Today's methods of detecting circulating tumor cells (CTCs) in blood are hampered by poor sensitivity, which limits the so-called liquid biopsies' usefulness for catching low-level CTCs present before metastasis, when prognosis is better. A new photoacoustic liquid biopsy approach that peers through the skin was more sensitive than existing assays in detecting CTCs in patients with melanoma.
Researchers led by Vladimir Zharov, PhD, DSc, of the University of Arkansas for Medical Sciences in Little Rock, described their platform, called the Cytophone, in Science Translational Medicine. Laser pulses delivered to veins through the skin heated the melanin in melanoma cells, producing telltale acoustic waves picked up by an ultrasound transducer.

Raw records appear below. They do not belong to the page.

PR #923, opened 2022-02-21
www: Page for minting an NFT from an exported asset

victorges:

Create a page from which to mint NFTs out of an asset that has been exported to IPFS.

New page with all the Metamask integration and all.

## -

`npx @livepeer/video-nft --mint-nft`

Part of #929 but doesn't really close it.

**Screenshots (optional):**

Screen Shot 2022-03-02 at 17 26 07

**Checklist:**


packages/www/pages/transact/eth/index.tsx
```diff
@@ -0,0 +1,454 @@
...
+                      <TextField
+                        size="2"
+                        type="text"
+                        id="contractAddress"
+                        value={
+                          state.contractAddress === defaultContractAddress
+                            ? ""
+                            : state.contractAddress
+                        }
+                        placeholder={`Livepeer Video NFT (${defaultContractAddress})`}
```
gioelecerati: If metamask is not installed in the browser (or connected to unsupported network), this returns undefined. Maybe this could be an empty string if metamask is not present?

packages/www/pages/transact/eth/index.tsx
```diff
@@ -0,0 +1,454 @@
...
+          <Flex
+            css={{
+              alignItems: "center",
+              justifyContent: "center",
+              flexGrow: 1,
+              flexDirection: "column",
+            }}>
+            <AlertDialog open={true}>
+              <AlertDialogContent
+                css={{ maxWidth: 450, px: "$5", pt: "$4", pb: "$4" }}
```
gioelecerati: Instead of having the header and the footer with an empty page on the background, could this dialog cast a box shadow? Or is there something already in place for this kind of standalone dialogs? 
```
boxShadow: "0 0 100vw 100vw rgb(200 200 200)"
```

Although I guess it will be a separate full page and / or a dialog in the correct place (e.g. Asset Table dashboard) and never a standalone dialog?

packages/www/pages/transact/eth/index.tsx
```diff
@@ -0,0 +1,454 @@
...
+  }
+}
+
+const displayAddr = (str: string) => (
+  <code>
+    {str.slice(0, 5)}…{str.slice(-4)}
+  </code>
+);
+
+async function switchNetwork(
```
gioelecerati: Love it!

packages/www/pages/transact/eth/index.tsx
```diff
@@ -0,0 +1,454 @@
...
+  to: string,
+  tokenUri: string,
+  logger: (log: JSX.Element | string) => void
+) {
+  try {
+    logger("Started mint transaction...");
+    const videoNft = new web3.eth.Contract(videoNftAbi as any, contractAddress);
+    const transaction = {
+      to: contractAddress,
+      gas: 500000,
```
gioelecerati: Maybe it should calculate the estimated gas limit for this contract payable call (I think with web3.eth.estimateGas?)

gioelecerati (commented):
Looking good!

packages/www/pages/transact/eth/index.tsx
victorges: good catch

packages/www/pages/transact/eth/index.tsx
victorges: Yeah my idea is that soon we will extract a dialog component from this and inject it in some other pages like asset. Didn't want to spend tooo much time on the styling there, so the one thing I'm gonna try to do is at least to move the footer down in the page, so it doesn't look that weird

packages/www/pages/transact/eth/index.tsx
victorges: ideally it should, but the estimated gas is apparently really bad and the transactions take so long to execute on Polygon. Although maybe that was only a problem cause I was testing on mainnet and wanted to iterate quickly 🙈 

I'm gonna see what can be done here, thanks for pointing out the function for estimating it (I tried it by not suggesting anything and letting metamask do it)

gioelecerati: Mmm strange. I wonder if it's a behavior related to Polygon. In any case, I would think that letting the user input the gas limit would be better anyway than setting a very high default. Or maybe we could manually calculate it on our function call and hardcode the correct one.

Could possibly be that estimateGas is failing because we are also specifying the gasPrice, I would try to remove also that and retry with the estimateGas.

Another thing, maybe we could try to calculate the gas directly from the contract, like this?

```
const contract = web3.eth.contract(abi).at(address);
const gasEstimate = contract.$myFunctionMethod.estimateGas(arg1, arg2, {from: account});
```

gioelecerati: I think Yondon could help on this matter, or tell us what would be the best thing to do (hardcoded gasLimit or manual user input?)

victorges: > I would think that letting the user input the gas limit would be better anyway than setting a very high default. Or maybe we could manually calculate it on our function call and hardcode the correct one.

Oh, sorry. I thought you were talking about the gas price in the whole conversation. This gas limit has been chosen from the transaction that we run here. It's set to ~2x the gas that is usually spent just in case, since our contract implementation could also change in the future (especially if we do a proper openzeppeling proxy thing so we are able to update it).


The gas price thing that was confusing and the values suggested by MetaMask were bad.

But nevertheless, none of those values are final. The user will still choose on the MetaMask popup how much they want to pay for gas and what is the max gas allowed to be spent. I don't think having another form input for gas here is good since they can already tune it in MetaMask if they want to.

gioelecerati: Oh cool, so the gasLimit is already set based on the contract function! :) nice, then that's great. 

About the gasPrice, yeah, is not always reliable. There could be an "advanced tab" but I don't think it's something we should cover right now, and MetaMask let you customize the gas anyway, if needed, so yeah I agree

PR #925, opened 2022-02-22
api: vod asset Delete API & event

gioelecerati:

Spawn delete event for an Asset on api call

- Delete event
- All children of deleted asset become orphans

**Screenshots (optional):**

**Checklist:**

### DIFF
--- a/packages/api/src/controllers/asset.ts
+++ b/packages/api/src/controllers/asset.ts
@@ -471,9 +471,36 @@ app.delete("/:id", authMiddleware({}), async (req, res) => {
   if (!req.user.admin && req.user.id !== asset.userId) {
     throw new ForbiddenError(`users may only delete their own assets`);
   }
-  await db.asset.delete(id);
-  res.status(204);
-  res.end();
+  await db.asset.markDeleted(id);
+  const childrenAssets = await db.asset.find(
+    { sourceAssetId: id },
+    { useReplica: false }
+  );
+
+  const task = await req.taskScheduler.scheduleTask(
+    "delete",
+    {
+      delete: {
+        assetId: id,
+      },
+    },
+    asset
+  );
+
+  if (!childrenAssets?.length || !childrenAssets[0]?.length) {
+    res.status(200);
+    return res.json({ task });
+  }
+
+  for (var i = 0; i < childrenAssets[0].length; i++) {
+    // remove the sourceAssetId from the children assets making them orphans
+    db.asset.update(childrenAssets[0][i].id, {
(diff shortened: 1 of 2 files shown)


packages/api/src/schema/schema.yaml
```diff
@@ -1140,6 +1141,15 @@ components:
               properties:
                 profile:
                   $ref: "#/components/schemas/ffmpeg-profile"
+            delete:
```
gioelecerati, line 1144: Should the delete task also have an output object?

packages/api/src/controllers/asset.ts
```diff
@@ -471,9 +471,36 @@ app.delete("/:id", authMiddleware({}), async (req, res) => {
...
+  );
+
+  if (!childrenAssets?.length || !childrenAssets[0]?.length) {
+    res.status(200);
+    return res.json({ task });
+  }
+
+  for (var i = 0; i < childrenAssets[0].length; i++) {
+    // remove the sourceAssetId from the children assets making them orphans
+    db.asset.update(childrenAssets[0][i].id, {
```
gioelecerati, line 497: Should be made in a single query

packages/api/src/controllers/asset.ts
```diff
@@ -471,9 +471,36 @@ app.delete("/:id", authMiddleware({}), async (req, res) => {
...
+    },
+    asset
+  );
+
+  if (!childrenAssets?.length || !childrenAssets[0]?.length) {
+    res.status(200);
+    return res.json({ task });
+  }
+
+  for (var i = 0; i < childrenAssets[0].length; i++) {
```
victorges, line 495: **nit:**
```suggestion
  for (var i in childrenAssets[0]) {
```
to keep `i` as the index, or
```suggestion
  for (var child of childrenAssets[0]) {
```
to already get the asset in the `child` var

packages/api/src/controllers/asset.ts
victorges: Yeah that's one pretty doable actually. We could first get the id of the children, then update all the children + the source on a single query and avoid any dangling errors. Might not be super trivial to implement it right now tho, so maybe just a `// TODO` here should be ok

packages/api/src/schema/schema.yaml
victorges: Hmm I don't think so

victorges (approved):
lgtm

pglowacky:
@gioelecerati what's the status of this?

PR #928, opened 2022-02-22
Add docs link to dashboard header

### LINKED ISSUE #917: Cannot Navigate Between "https://livepeer.com/docs" and "https://livepeer.com/dashboard"
Currently, a developer cannot easily navigate between the dashboard and the docs.  The only way to go from dashboard to docs is through the "Get started tutorial" button in the welcome page.

We should have top-level navs that helps developers easily go between these two important sections of Livepeer Video Services.

adamsoffer:
Closes #917

Screen Shot 2022-02-22 at 9 21 47 PM

### DIFF
--- a/packages/www/components/Dashboard/Header/index.tsx
+++ b/packages/www/components/Dashboard/Header/index.tsx
@@ -117,10 +117,12 @@ const Header = ({ breadcrumbs = [] }) => {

The method directly detected CTCs in 27 of 28 people with melanoma, with no false-positives in the cancer-free control group. The findings were confirmed with 6 ex vivo methods. In comparison, existing assays can detect circulating tumor cells in less than 40% to 60% of patients with cancer.
The new technique took just 10 to 20 seconds to find tumor cells in the bloodstream of patients with higher CTC concentrations; those with lower levels required 15 to 60 minutes of monitoring. Ultimately, the approach was able to detect as few as 1 CTC per liter of blood, making it up to 1000 times more sensitive than other liquid biopsies, according to the authors.
Different acoustic patterns also identified circulating blood clots, which can block blood vessels and are a major cause of cancer-related death. The technique also appeared to destroy CTCs in some patients, a finding confirmed in vitro.